Saturday, 03/06/2010 3:58:05 PM

Saturday, March 06, 2010 3:58:05 PM

Post# of 157003
Google, Verizon, Yahoo or Microsoft don't buy just for the technology. There are other factors that we don't always look at, but they do. They are first attracted by the technology. Then they look at the intellectual property and any rights to it, such as a patent. If they are still interested, they look at how the finances are managed, how the partnerships are written in legal terms, who the employees are and if they will continue to work there, share structure, etc. It is not uncommon for an acquiring company to pass up a good company because their books and contracts aren't in order. Also, it isn't uncommon for a company to spend hundreds of thousands to get those things in order prior to acquisition.

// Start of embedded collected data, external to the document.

PR #423, opened 2017-02-20
Fix for #422 (Try catch around environment variable calls)

SteelFlow:
I understand that my PATH environment variables shouldn't include "illegal characters". With that said, i here put a Try/catch around the integration with local computer.

### DIFF
--- a/src/Shouldly/Configuration/DiffTool.cs
+++ b/src/Shouldly/Configuration/DiffTool.cs
@@ -52,26 +52,33 @@ namespace Shouldly.Configuration
 
         static string GetFullPath(string fileName)
         {
+            if (File.Exists(fileName))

The reason behind this is as follows: let's say a company is purchased for $10 million, but the legal partnerships aren't written correctly. If there are loopholes that can be exploited, they could lose control of the technology, or be sued, or simply lose their partnerships. If the risk is deemed to potentially cost them millions, they will move right on to the next company. This is why a lot of seemingly great startups end up being "unacquirable."

If we really believe GoIP Global could be acquired, we ought to probe these factors a little deeper. Maybe take a look at what portion of their expenses are going towards bookkeeping and legal. Anyone here who is a lawyer or CPA might be able to provide insight as to what to look for.